Friday, March 01, 2002

e-z come, e-z go?

I received a violation notice in the mail from the E-Z pass Regional Authority in late December from a trip that I had made to New Jersey during the Thanksgiving holiday. Coming in to Delaware across the Delaware Memorial Bridge, I got into a poorly marked "e-z pass only" lane, and there was no one there to take the three dollars I was holding in my hand. I stopped my car at the booth, only to see cars in my rear-view lining up behind me, and at the sound of the first honk, I drove on.

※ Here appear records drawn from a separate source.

PR #1215, opened 2022-06-04
feat: add flags to enable prometheus metrics

enocom:
This commit adds two flags (prometheus-namespace and prometheus-port)
which enable a Prometheus exporter exposed at localhost:9090/metrics.
The port is configurable with prometheus-port. When enabled, the metrics
endpoint will serve all metrics collected in the Go connector in the
Prometheus format.


enocom:
Here's an example of what the metrics look like when scraped by Prometheus:

image

cmd/root_test.go
```diff
@@ -349,3 +354,48 @@ func TestCommandWithCustomDialer(t *testing.T) {
...
 }
+
+func TestPrometheusMetricsEndpoint(t *testing.T) {
+	c := NewCommand(WithDialer(&spyDialer{}))
+	// Keep the test output quiet
+	c.SilenceUsage = true
+	c.SilenceErrors = true
+	c.SetArgs([]string{
+		"--prometheus-namespace", "prometheus",
+		"--prometheus-port", "9999",
```
kurtisvg, line 365: Should we have a test where we don't set port?

cmd/root.go
```diff
@@ -114,6 +119,10 @@ any client SSL certificates.`,
 		"Path to a service account key to use for authentication.")
 	cmd.PersistentFlags().BoolVarP(&c.conf.GcloudAuth, "gcloud-auth", "g", false,
 		"Use gcloud's user configuration to retrieve a token for authentication.")
+	cmd.PersistentFlags().StringVarP(&c.prometheusNamespace, "prometheus-namespace", "n", "",
+		"Enable Prometheus for metric collection using the provided namespace")
+	cmd.PersistentFlags().StringVarP(&c.prometheusPort, "prometheus-port", "s", "9090",
```
kurtisvg, line 124: I'm a little concerned about `-n` and `-s` as the shortcode here. For one, I'm not sure why `-s` is for the port, and two I'm worried about these flags taking the short flags of more useful or common flags in the future. Should we not have shortcode on these for now?

cmd/root.go
```diff
@@ -256,6 +269,32 @@ func runSignalWrapper(cmd *Command) error {
...
+		if err != nil {
+			return err
+		}
+		mux := http.NewServeMux()
+		mux.Handle("/metrics", e)
+		addr := fmt.Sprintf("localhost:%s", cmd.prometheusPort)
+		server := &http.Server{Addr: addr, Handler: mux}
+		go func() {
+			select {
+			case <-ctx.Done():
```
kurtisvg, line 285: Down below (L305), we're using `cmd.Context().Done()`. Which should we be using?

cmd/root.go
```diff
@@ -256,6 +269,32 @@ func runSignalWrapper(cmd *Command) error {
...
+				if err := server.Shutdown(context.Background()); err != nil {
```
kurtisvg, line 286: Is background the right thing to use here? If so, should it have a timeout so this doesn't hang the proxy?

If ctx.Done() is already closed, doesn't that mean the server is already shutdown? Would shutdownCh already have been sent a value then? Maybe this needs to be logged indiscriminately.

cmd/root.go
```diff
@@ -256,6 +269,32 @@ func runSignalWrapper(cmd *Command) error {
...
+					shutdownCh <- fmt.Errorf("failed to stop prometheus HTTP server: %v", err)
+				}
+			}
+		}()
+		go func() {
+			if err := server.ListenAndServe(); err != nil {
```
kurtisvg, line 292: Should we check for `http.ErrServerClosed` here?

kurtisvg (changes requested):

cmd/root.go
enocom: Good idea.

cmd/root.go
enocom: Probably not. I added a context with a 1 second timeout. And yes, logging makes more sense as you suggest.

cmd/root.go
enocom: Let's use the child context that we create at the top of this function based on the cmd Context.

cmd/root.go
enocom: Good point. I've removed the short flags. We can do the same in the other telemetry PR too.

cmd/root.go
```diff
@@ -114,6 +120,10 @@ any client SSL certificates.`,
 		"Path to a service account key to use for authentication.")
 	cmd.PersistentFlags().BoolVarP(&c.conf.GcloudAuth, "gcloud-auth", "g", false,
 		"Use gcloud's user configuration to retrieve a token for authentication.")
+	cmd.PersistentFlags().StringVar(&c.prometheusNamespace, "prometheus-namespace", "",
+		"Enable Prometheus for metric collection using the provided namespace")
+	cmd.PersistentFlags().StringVar(&c.prometheusPort, "prometheus-port", "9090",
```
kurtisvg, line 125: I think we chatted about this and decided we only wanted want HTTP server, even for things like health checks and this endpoint. 

If so, we probably want to remove this flag to something like "--http-port" or "--http-server-port"

We also probably want to abstract it out and register endpoints as needed, but maybe that can go in a different PR.

kurtisvg (approved):

cmd/root.go
enocom: Sounds good. I'll update here.

enocom: I agree -- let's extract the HTTP server on the next flag that needs its own. I'll handle the endpoint registration in that future PR.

The notice asked for the three dollars, plus another $25 dollars administrative fee. The temptation was to send them three dollars, and send a nasty letter to Governor Minner, the Wilmington News Journal, and the e-z pass authority. The letter required that the money be sent in within 15 days of the date of the notice. Fourteen days had already passed when I received their letter.

I held on to the letter for a couple of days, considering all possible options, and then figured that it wasn't worth arguing over, and facing the possibility of additional fines leveled against me from some faceless multi-state agency. The check went out in the mail.

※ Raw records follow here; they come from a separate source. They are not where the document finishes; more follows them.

PR #1240, opened 2022-06-21
feat: add max connections flag

enocom:
The max connections flags allows callers to limit the number of outgoing
connections to the Cloud SQL backend. Max connections are tracked on a
global level across all instances.

### DIFF
--- a/internal/proxy/proxy.go
+++ b/internal/proxy/proxy.go
@@ -22,6 +22,7 @@ import (
 	"os"
 	"strings"
 	"sync"
+	"sync/atomic"
 	"time"
 
 	"cloud.google.com/go/cloudsqlconn"
@@ -73,6 +74,11 @@ type Config struct {
 	// IAMAuthN enables automatic IAM DB Authentication for all instances.
 	// Postgres-only.
 	IAMAuthN bool
+
+	// MaxConnections are the maximum number of connections the Client may
+	// establish to the Cloud SQL server side proxy before refusing additional
+	// connections. A zero-value indicates no limit.
+	MaxConnections uint32
 
 	// Instances are configuration for individual instances. Instance
 	// configuration takes precedence over global configuration.
@@ -130,13 +136,22 @@ func (c *portConfig) nextDBPort(version string) int {
 	}
 }
 
-// Client represents the state of the current instantiation of the proxy.
+// Client proxies connections from a local client to the remote server side
+// proxy for multiple Cloud SQL instances.
 type Client struct {
 	cmd    *cobra.Command
 	dialer cloudsql.Dialer
 
 	// mnts is a list of all mounted sockets for this client
 	mnts []*socketMount
+
+	// connCount tracks the number of all open connections from the Client to
+	// all Cloud SQL instances.
+	connCount uint32
+
+	// maxConns is the maximum number of allowed connections tracked by
+	// connCount. If not set, there is no limit.
+	maxConns uint32
 }
 
 // NewClient completes the initial setup required to get the proxy to a "steady" state.
@@ -232,10 +247,17 @@ func NewClient(ctx context.Context, d cloudsql.Dialer, cmd *cobra.Command, conf 
 		cmd.Printf("[%s] Listening on %s\n", inst.Name, addr.String())
 		mnts = append(mnts, m)
 	}
-	return &Client{mnts: mnts, cmd: cmd, dialer: d}, nil
+	c := &Client{
+		mnts:     mnts,
+		cmd:      cmd,
+		dialer:   d,
+		maxConns: conf.MaxConnections,
+	}
+	return c, nil
 }
 
-// Serve listens on the mounted ports and beging proxying the connections to the instances.
+// Serve starts proxying connections for all configured instances using the
+// associated socket.
 func (c *Client) Serve(ctx context.Context) error {
 	ctx, cancel := context.WithCancel(ctx)
 	defer cancel()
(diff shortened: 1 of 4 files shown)


internal/proxy/proxy.go
```diff
@@ -289,6 +311,15 @@ func (c *Client) serveSocketMount(ctx context.Context, s *socketMount) error {
 		go func() {
 			c.cmd.Printf("[%s] accepted connection from %s\n", s.inst, cConn.RemoteAddr())
 
+			count := atomic.AddUint32(&c.connCount, 1)
+			defer atomic.AddUint32(&c.connCount, ^uint32(0))
+
+			if c.maxConns > 0 && count > c.maxConns {
+				c.cmd.Printf("max connections (%v) exceeded, refusing new connection\n", c.maxConns)
+				cConn.Close()
```
hessjcg, line 319: The proxy is closing connections. This gives the client no indication that the server is too busy. I would expect the proxy to behave in a way that provides better hints to the client that it is not accepting connections. 

Two options I would consider better behaved:

- refuse to accept the connection by closing the listening socket. Clients will get "Connection Refused" or "EOF" from their net.Dial() call. This is fail-fast. 
- allow the inbound connections to queue up in the inbound server connection queue by only calling `s.listener.Accept()` when connections < maxConnections. On the client side, net.Dial() will hang until the server accepts the connection or client-side tcp connect timeout is exceeded.  This is fail-slow.

I wrote a simple example executable demonstrating how to implement both server-side options in go: 
[main.go.txt](https://github.com/GoogleCloudPlatform/cloudsql-proxy/files/8962108/main.go.txt)

internal/proxy/proxy_test.go
```diff
@@ -241,6 +259,50 @@ func TestClientInitialization(t *testing.T) {
...
+	go c.Serve(context.Background())
+
+	conn1, err1 := net.Dial("tcp", "127.0.0.1:5000")
+	if err1 != nil {
+		t.Fatalf("net.Dial error: %v", err1)
+	}
+	defer conn1.Close()
+
+	conn2, err2 := net.Dial("tcp", "127.0.0.1:5000")
+	if err2 != nil {
```
hessjcg, line 286: When the server is too busy, this is the call that should fail. not `conn.Read()`

hessjcg (changes requested):
I'm missing a lot of context, but i'm not sure that this is the right way to implement refusing connections when the server is too busy. I left more detailed notes in the comment. Let's discuss so you can fill me in on the design decisions that I'm not aware of.

internal/proxy/proxy.go
```diff
@@ -289,6 +311,15 @@ func (c *Client) serveSocketMount(ctx context.Context, s *socketMount) error {
 		go func() {
 			c.cmd.Printf("[%s] accepted connection from %s\n", s.inst, cConn.RemoteAddr())
 
+			count := atomic.AddUint32(&c.connCount, 1)
+			defer atomic.AddUint32(&c.connCount, ^uint32(0))
```
kurtisvg, line 315: a comment here would be good

internal/proxy/proxy.go
```diff
@@ -289,6 +311,15 @@ func (c *Client) serveSocketMount(ctx context.Context, s *socketMount) error {
 		go func() {
 			c.cmd.Printf("[%s] accepted connection from %s\n", s.inst, cConn.RemoteAddr())
 
+			count := atomic.AddUint32(&c.connCount, 1)
```
kurtisvg, line 314: Is 32 the right choice? Looks like we are using 64 in v1 at the momment

internal/proxy/proxy.go
kurtisvg: So this is a reasonable thought, but the way it's currently implemented does match what's being done in v1: https://github.com/GoogleCloudPlatform/cloudsql-proxy/blob/957d1609ad96bfed77b3744f1c11a762010bc06e/proxy/proxy/client.go#L177 (that doesn't mean we shouldn't discuss if this is the behavior we want though).

For the current behavior, clients do get a "server closed the connection" and if they check the proxy logs, they'll see why the connection was closed. 

For the first alternative, I think that closing/opening the socket will introduce a lot of overhead (it's essentially a syscall). We'd have to reopen/close (possible several) sockets all at once any time a connection opens or closes. It's also potentially harder to debug, as there won't be a way for the proxy to tell when this caused a client side connection to fail. 

For the second alternative, this seems similar to how [netutil.LimitListener](https://cs.opensource.google/go/x/net/+/263ec571:netutil/listen.go;l=16) works. The one caveat is that this for just 1 socket, where we need to share across all of them. This probably has the same drawbacks -- it'll end up being hard to debug and might cause issues.

So my hot take is the current behavior seems preferable. thoughts?

kurtisvg (changes requested):

internal/proxy/proxy.go
hessjcg: Let's rule out Option 1. I agree with your reasoning about syscalls.

Going ahead with an implementation matching V1 is viable.  Changing to an Option 2 implementation that respects a global active connection limit is also viable and for me, closer to what I expect well-behaved proxy to do in theory. 

But more important than my opinion, what has happened in practice? In our experience with the V1 proxy, has the limit and connection behavior lead to support calls with confused customers or do they not really notice? Maybe V1 behavior is good enough for the real world.

enocom: > Maybe V1 behavior is good enough for the real world.

This is my view. Granted, we don't have a lot of data on how frequently these flags are used. So we could choose:

1. to forgo implementing this flag until someone asks for it, or
2. match v1 behavior.

The guiding light here is that we want the migration to v2 to be as friction-less as possible, even if that means having flags that are no used heavily.

internal/proxy/proxy_test.go
enocom: The discussion above addresses this.

internal/proxy/proxy.go
enocom: I guess I'll just match v1. uint64 seems to allow an impossibly high amount of connections, but I probably should toe the line of matching v1 behavior.

internal/proxy/proxy.go
```diff
@@ -196,13 +202,22 @@ func (c *portConfig) nextDBPort(version string) int {
...
 type Client struct {
 	cmd    *cobra.Command
 	dialer cloudsql.Dialer
 
 	// mnts is a list of all mounted sockets for this client
 	mnts []*socketMount
+
+	// connCount tracks the number of all open connections from the Client to
+	// all Cloud SQL instances.
+	connCount uint64
```
kurtisvg, line 216: Do we need to ensure this is 64bit aligned to use atomic.sync? 

If so, should we add a test to ensure it doesn't change? https://github.com/GoogleCloudPlatform/cloudsql-proxy/pull/550/files#diff-de11c0b4b635f0cda6d02b369cf94915ec3595d09d5115753f8e9d9d19dcf0dcR290-R296

kurtisvg (approved):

I recently had to make a number of trips within Delaware using a car that had an e-z pass, and the convenience it brought was great. And then I heard from a friend how she had mistakenly driven through a wrong lane, an e-z pass lane, and couldn't back up to drive through the correct one. In a panic, she called the police on her cell phone immediately afterwards. They told her to keep on going, and that she would probably receive a notice in the mail, and should just pay it when it came. A few miles down the road, she saw a number of police cars ahead with their lights flashing, and thought that she was the subject of a roadblock. She said she was envisioning being arrested in front of her young children. The squad cars were for an accident ahead, and she passed without incident.

It seems like New Jersey is also experiencing some problems with E-Z pass.
Since E-ZPass was launched in November 1998, the state has taken in $13.3 million in fines but has spent $19.2 million to collect the money, she said. Officials originally projected that $190.7 million would be collected from 1999 through 2001.

So far, some 5.2 million toll violation notices have been sent out, but only 520,000 people, 10 percent of those cited, have responded by paying fines, Scaccetti said. "We have no enforcement mechanism," she said. "We do not have a collection agency involved."

One reason is the equipment used to detect that a vehicle with an E-ZPass electronic tag, known as a transponder, has gone through a toll plaza is faulty. About 10 percent of vehicles scanned are flagged as toll violators when, in fact, many are not, Scaccetti said.

She said the consortium is reluctant to engage a collection agency until equipment flaws are worked out.
I hope that they do get their equipment fixed, and the e-z pass program working correctly. But until they mark their lanes more clearly, and until there is a way set in place to appeal administrative fees imposed, and a responsible government body becomes attached to the program, I don't expect citizens of New Jersey care too much about paying the E-Z Pass Authority.